When I hear multi tap it refers to fixtures with multiple leads coming off of different taps for different voltages from 120v to 480 v. Usually high bay type high pressure sodium with the metal protective cones


----------



## oww-is-that-hot? (Jun 26, 2011)

BBQ said:


> That is so if the ballast fails they know whose hands they have to smash with a hammer.


Ha, they must go through hammers like crazy then


----------



## bobelectric (Feb 24, 2007)

Md, That made my day!


----------



## timjimbob (Jul 21, 2011)

Some multivoltage ballasts "remember" their input voltage and cannot be reused at a different voltage after initial installation. Model # will let you know if this is the case.


----------



## Southeast Power (Jan 18, 2009)

electricalwiz said:


> If you have a multi tap ballast in a fluorescent fixture when all you have is a black and white coming of the ballast. How does the ballast know if you are sending 120, 208, 240, or 277 volts to it.


----------



## McClary’s Electrical (Feb 21, 2009)

timjimbob said:


> Some multivoltage ballasts "remember" their input voltage and cannot be reused at a different voltage after initial installation. Model # will let you know if this is the case.

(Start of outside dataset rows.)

PR #53, opened 2024-04-12
XIVY-11980 adjust variable detail to metadata

ivy-lgi:
metadataoptions

### DIFF
--- a/packages/new-editor/src/components/editor/variables/detail/EnumValues.tsx
+++ b/packages/new-editor/src/components/editor/variables/detail/EnumValues.tsx
@@ -1,19 +1,19 @@
 import { Button, Fieldset, InputCell, SelectRow, Table, TableBody, TableCell, useTableSelect } from '@axonivy/ui-components';
 import { IvyIcons } from '@axonivy/ui-icons';
 import { flexRender, getCoreRowModel, useReactTable, type ColumnDef } from '@tanstack/react-table';
-import { addRow, deleteFirstSelectedRow } from '../../../../utils/table';
 import { updateRowData } from '../../../../data/table-data';
 import { treeNodeValueAttribute } from '../../../../types/config';
+import { addRow, deleteFirstSelectedRow } from '../../../../utils/table';
 import { Control } from '../../control/Control';
 import { toEnumMetadataUpdate, type VariableUpdates } from '../../data/Variable';
 
-type PossibleEnumValuesProps = {
+type EnumValuesProps = {
   selectedValue: string;
   values: Array<string>;
   onChange: (updates: VariableUpdates) => void;
 };
 
-export const PossibleEnumValues = ({ selectedValue: value, values, onChange }: PossibleEnumValuesProps) => {
+export const EnumValues = ({ selectedValue: value, values, onChange }: EnumValuesProps) => {
   const selection = useTableSelect<string>();
   const columns: Array<ColumnDef<string, string>> = [
     {
@@ -24,7 +24,11 @@ export const PossibleEnumValues = ({ selectedValue: value, values, onChange }: P
   ];
   const meta = {
     updateData: (rowId: string, _columnId: string, value: unknown) => {
-      const newValues = updateRowData(values, Number(rowId), String(value));
+      const valueString = String(value);
+      if (values.includes(valueString)) {
+        return;
+      }
+      const newValues = updateRowData(values, Number(rowId), valueString);
       onChange([toEnumMetadataUpdate(newValues)]);
     }
   };
@@ -39,12 +43,12 @@ export const PossibleEnumValues = ({ selectedValue: value, values, onChange }: P
     meta: meta
   });
 
-  const addPossibleValue = () => {
+  const addValue = () => {
     const newValues = addRow(table, values, '');
     onChange([toEnumMetadataUpdate(newValues)]);
   };
 
-  const deletePossibleValue = () => {
+  const deleteValue = () => {
     const newValues = deleteFirstSelectedRow(table, values);
     const updates: VariableUpdates = [toEnumMetadataUpdate(newValues)];
     if (!newValues.includes(value)) {
@@ -55,12 +59,12 @@ export const PossibleEnumValues = ({ selectedValue: value, values, onChange }: P
 
   return (
     <Fieldset
-      label='List of possible Values'
+      label='List of possible values'
       control={
         <Control
           buttons={[
-            <Button key='addButton' icon={IvyIcons.Plus} onClick={addPossibleValue} />,
-            <Button key='deleteButton' icon={IvyIcons.Trash} onClick={deletePossibleValue} disabled={!table.getIsSomeRowsSelected()} />
+            <Button key='addButton' icon={IvyIcons.Plus} onClick={addValue} />,
+            <Button key='deleteButton' icon={IvyIcons.Trash} onClick={deleteValue} disabled={!table.getIsSomeRowsSelected()} />
           ]}
         />
       }
--- a/packages/new-editor/src/components/editor/variables/detail/Metadata.tsx
+++ b/packages/new-editor/src/components/editor/variables/detail/Metadata.tsx
@@ -1,17 +1,14 @@
 import { Fieldset, SimpleSelect } from '@axonivy/ui-components';
 import { treeNodeValueAttribute } from '../../../../types/config';
 import {
-  asEnumMetadata,
+  isEnumMetadata,
   metadataOptions,
-  metadataTypeDaytime,
-  metadataTypeEnum,
   variableMetadataAttribute,
-  type EnumMetadata,
   type MetadataType,
   type Variable,
   type VariableUpdates
 } from '../../data/Variable';
-import { PossibleEnumValues } from './PossibleEnumValues';
+import { EnumValues } from './EnumValues';
 
 type MetadataFieldsetProps = {
   variable: Variable;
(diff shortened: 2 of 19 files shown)


packages/new-editor/src/components/editor/variables/detail/Metadata.tsx
```diff
@@ -0,0 +1,51 @@
...
+      <Fieldset label='Metadata'>
+        <SimpleSelect
+          value={variable.metadata.type}
+          items={metadataOptions}
+          emptyItem={true}
+          onValueChange={(value: MetadataType) => {
+            const newMetadata = { type: value };
+            const updates: VariableUpdates = [];
+            switch (value) {
+              case metadataTypeDaytime:
```
ivy-lli, line 35: I think I know why you did hide the value behind a variable. It is because then you can quickly rename the values right?

Understandable, but IMO this makes the readability of the code much worse. 
If I compare `case metadataTypeDaytime` to `case 'daytime'` I can ready the second one much quicker. 
And if the reason above is the only one, I'm not sure if it is enough, because we cannot simply change those values. They are in variable.yaml files in the project so, we need to convert customers projects if we want to change these... 
So IMO I would value the code readability much higher here than the possibility of refactoring the code a little bit faster. 
Or do you have another reason why you do not simply use the values?

packages/new-editor/src/components/editor/variables/detail/Metadata.tsx
```diff
@@ -0,0 +1,51 @@
...
+  const enumMetadata = asEnumMetadata(variable.metadata);
+
+  return (
+    <>
+      <Fieldset label='Metadata'>
+        <SimpleSelect
+          value={variable.metadata.type}
+          items={metadataOptions}
+          emptyItem={true}
+          onValueChange={(value: MetadataType) => {
```
ivy-lli, line 31: I would move this value change function outside of the JSX part.

packages/new-editor/src/components/editor/variables/detail/PossibleEnumValues.tsx
```diff
@@ -0,0 +1,81 @@
...
+import { Control } from '../../control/Control';
+import { toEnumMetadataUpdate, type VariableUpdates } from '../../data/Variable';
+
+type PossibleEnumValuesProps = {
+  selectedValue: string;
+  values: Array<string>;
+  onChange: (updates: VariableUpdates) => void;
+};
+
+export const PossibleEnumValues = ({ selectedValue: value, values, onChange }: PossibleEnumValuesProps) => {
```
ivy-lli, line 16: I would call it simply `EnumValues`

packages/new-editor/src/components/editor/variables/detail/Variable.tsx
ivy-lli, line 1: I would also rename the file to 'VariablesDetail'

packages/new-editor/src/components/editor/variables/detail/Variable.tsx
```diff
@@ -1,50 +1,45 @@
...
   }
 
   const hasChildren = variableHasChildren(variable);
 
-  const handleVariableAttributeChange = <TKey extends keyof Variable>(key: TKey, value: Variable[TKey]) => {
-    const newVariables = structuredClone(variables);
-    updateNode(newVariables, variablePath, key, value);
+  const handleVariableAttributeChange = (updates: VariableUpdates) => {
+    const newVariables = updateNode(variables, variablePath, updates);
     setVariables(newVariables);
```
ivy-lli, line 24: be careful that you don't accidentally modify the state inside of updateNode! https://react.dev/reference/rules/components-and-hooks-must-be-pure#state

better use setVariable(old => updateNode(old, varialbePath, updates));

packages/new-editor/src/components/editor/variables/master/Variables.tsx
```diff
@@ -54,31 +54,29 @@ export const Variables = ({ variables, setVariables, setSelectedVariablePath }:
...
   };
 
   const deleteVariable = () => {
-    const newVariables = structuredClone(variables);
-    const selectedVariablePath = deleteFirstSelectedRow(table, newVariables);
-    setSelectedVariablePath(selectedVariablePath);
-    setVariables(newVariables);
+    const deleteFirstSelectedRowReturnValue = deleteFirstSelectedRow(table, variables);
+    setSelectedVariablePath(deleteFirstSelectedRowReturnValue.selectedVariablePath);
+    setVariables(deleteFirstSelectedRowReturnValue.newData);
```
ivy-lli, line 79: same here as above -> rule of react, do not modify state directly. 
structured clone would "saved" you from this. if you don't want to use it, use the lambda method from setVariable.

packages/new-editor/src/components/editor/variables/detail/PossibleEnumValues.tsx
```diff
@@ -0,0 +1,81 @@
...
+    const updates: VariableUpdates = [toEnumMetadataUpdate(newValues)];
+    if (!newValues.includes(value)) {
+      updates.push({ key: treeNodeValueAttribute, value: '' });
+    }
+    onChange(updates);
+  };
+
+  return (
+    <Fieldset
+      label='List of possible Values'
```
weissreto, line 58: Values -> values

packages/new-editor/src/components/editor/variables/detail/Value.tsx
```diff
@@ -0,0 +1,50 @@
...
+        <SimpleSelect
+          value={variable.value}
+          items={filterEnumValuesForSelect()}
+          emptyItem={true}
+          onValueChange={(value: string) => onChange([{ key: treeNodeValueAttribute, value: value }])}
+        />
+      );
+      break;
+    default:
+      input = <Input value={variable.value} onChange={event => onChange([{ key: treeNodeValueAttribute, value: event.target.value }])} />;
```
weissreto, line 46: For passwords display only **** instead of clear text and maybe an eye to display the clear text. Can be done in new PR

weissreto (approved):
Some small comments. Otherwise good

packages/new-editor/src/components/editor/variables/detail/Value.tsx
```diff
@@ -0,0 +1,50 @@
...
+};
+
+export const Value = ({ variable, onChange }: ValueFieldsetProps) => {
+  const filterEnumValuesForSelect = () => {
+    const metadata = asEnumMetadata(variable.metadata);
+    if (!metadata) {
+      return [];
+    }
+    const values = new Set(metadata.values);
+    return Array.from(values)
```
ivy-lli, line 17: ? create a set from an array to create again an array from it?
Do you want to filter duplications here?
If yes, wrong place for this IMO. The table should not allow to create multiple times the same value.

packages/new-editor/src/components/editor/variables/detail/Value.tsx
```diff
@@ -0,0 +1,50 @@
...
+      .filter(value => value !== '')
+      .map(value => {
+        return { label: value, value: value };
+      });
```
ivy-lli, line 21:
```ts
.map(value => ({label: value, value}))
```

packages/new-editor/src/components/editor/variables/detail/Value.tsx
```diff
@@ -0,0 +1,50 @@
...
+import { treeNodeValueAttribute } from '../../../../types/config';
+import { asEnumMetadata, metadataTypeDaytime, metadataTypeEnum, type Variable, type VariableUpdates } from '../../data/Variable';
+
+type ValueFieldsetProps = {
+  variable: Variable;
+  onChange: (updates: VariableUpdates) => void;
+};
+
+export const Value = ({ variable, onChange }: ValueFieldsetProps) => {
+  const filterEnumValuesForSelect = () => {
```
ivy-lli, line 11: why this name? IMO there is no filter functionality here.
This function creates the select items.

In this case I would use a `useMemo` hook. to make sure that this happens only once.

```ts 
const enumValues = useMemo(() => {
  const metadata = asEnumMetadata(variable.metadata);
  if (!metadata) {
    return [];
  }
  return Array.from(values)
    .filter(value => value !== '')
    .map(value => ({label: value, value}));
}, [variable])
```

packages/new-editor/src/components/editor/variables/detail/Value.tsx
```diff
@@ -0,0 +1,50 @@
...
+    const values = new Set(metadata.values);
+    return Array.from(values)
+      .filter(value => value !== '')
+      .map(value => {
+        return { label: value, value: value };
+      });
+  };
+
+  let input;
+  switch (variable.metadata.type) {
```
ivy-lli, line 25: and for this I would create a method:

```ts
const input = (variable, onChange) => {
  switch (variable.metadata.type) {
    case 'daytime': 
      return <Input .../>
  ....
}
```

ivy-lli (changes requested):

packages/new-editor/src/components/editor/variables/detail/Metadata.tsx
ivy-lgi: This makes sense. I guess the only other reason that comes to mind is that this is less error prone regarding typos. I could write `case 'daytine` and not realize it. But this is circumvented as well by writing good tests. I'm gonna change it as you suggested.

ivy-lgi: Actually, I cannot make a typo because TypeScript will catch it.

ivy-lli: That's one big benefit from the typescript system. If you define a Union then typescript will check it for you :)

packages/new-editor/src/components/editor/variables/master/Variables.tsx
ivy-lgi: I moved the structured cloning inside of the methods that actually perform changes to the state. This way, I don't need to pass a clone to these methods every time and I cannot forget to do it in the first place. I also test that these methods do not perform any changes to the data passed to them. See:

https://github.com/axonivy/config-editor-client/blob/c6e8b8fb0a86ab6ae57e44f8c142d2b5b7159b04/packages/new-editor/src/data/data.ts#L28-L36

and

https://github.com/axonivy/config-editor-client/blob/c6e8b8fb0a86ab6ae57e44f8c142d2b5b7159b04/packages/new-editor/src/data/data.test.ts#L75-L92

In this case, `deleteFirstSelectedRow` even returns an object with additional information. So, a switch to the lambda method from `setVariables` wouldn't be that straight forward.

ivy-lli: Ah okey 👍 
Ok for me :)

packages/new-editor/src/components/editor/variables/detail/Variable.tsx
ivy-lgi: Already done in the next PR https://github.com/axonivy/config-editor-client/pull/54

packages/new-editor/src/components/editor/variables/detail/EnumValues.tsx
```diff
@@ -24,7 +24,11 @@ export const PossibleEnumValues = ({ selectedValue: value, values, onChange }: P
   ];
   const meta = {
     updateData: (rowId: string, _columnId: string, value: unknown) => {
```
ivy-lli, line 26: I've changed the updateData interface in on of the latest ui-components updates. 
So the value should now be typed as string. Then you don't have to cast it manually.

ivy-lli (approved):
Thanks for the improvements!

PR #56, opened 2024-04-15
XIVY-11980 implement password input field

ivy-lgi:
I guess the `PasswordInput` component should go live in ui-components?
Also, there's no eye icon in `IvyIcons` as of yet.

password-input


packages/new-editor/src/components/variables/detail/PasswordInput.tsx
```diff
@@ -0,0 +1,20 @@
...
+type PasswordInputProps = {
+  value: string;
+  onChange: (newValue: string) => void;
+};
+
+export const PasswordInput = ({ value, onChange }: PasswordInputProps) => {
+  const [showPassword, setShowPassword] = useState(false);
+
+  return (
+    <div className='password-container'>
```
ivy-lli, line 15: Use the InputGroup component for this :)

ivy-lli (approved):
Yes maybe this should be part of the ui-components. But as long as there is only project which uses this, it is totally fine to let it here until we need it somewhere else.

ivy-lli (approved):

weissreto (approved):
Nice. We will need this component in other config editors too (database, rest, was, etc). But ok for now to include it here.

Very true, don't test the light in your garage, then go hook it up to 277, you'll let the magic smoke out.


----------



## GDK 13 (Oct 6, 2009)

mcclary's electrical said:


> Very true, don't test the light in your garage, then go hook it up to 277, you'll let the magic smoke out.


WOW...never knew that.


----------



## kaboler (Dec 1, 2010)

mcclary's electrical said:


> Very true, don't test the light in your garage, then go hook it up to 277, you'll let the magic smoke out.


Yes TY for teaching me something.


----------



## Shockdoc (Mar 4, 2010)

mcclary's electrical said:


> Very true, don't test the light in your garage, then go hook it up to 277, you'll let the magic smoke out.


Not true, I temped out a room of 2x4 troffers off a 120 volt extension cord and later wired them to a 277volt circuit. Worked fine, no magic smoke.


----------



## McClary’s Electrical (Feb 21, 2009)

Shockdoc said:


> Not true, I temped out a room of 2x4 troffers off a 120 volt extension cord and later wired them to a 277volt circuit. Worked fine, no magic smoke.


 
As the original poster said, "some ballast" remember voltage.


----------



## Shockdoc (Mar 4, 2010)

mcclary's electrical said:


> As the original poster said, "some ballast" remember voltage.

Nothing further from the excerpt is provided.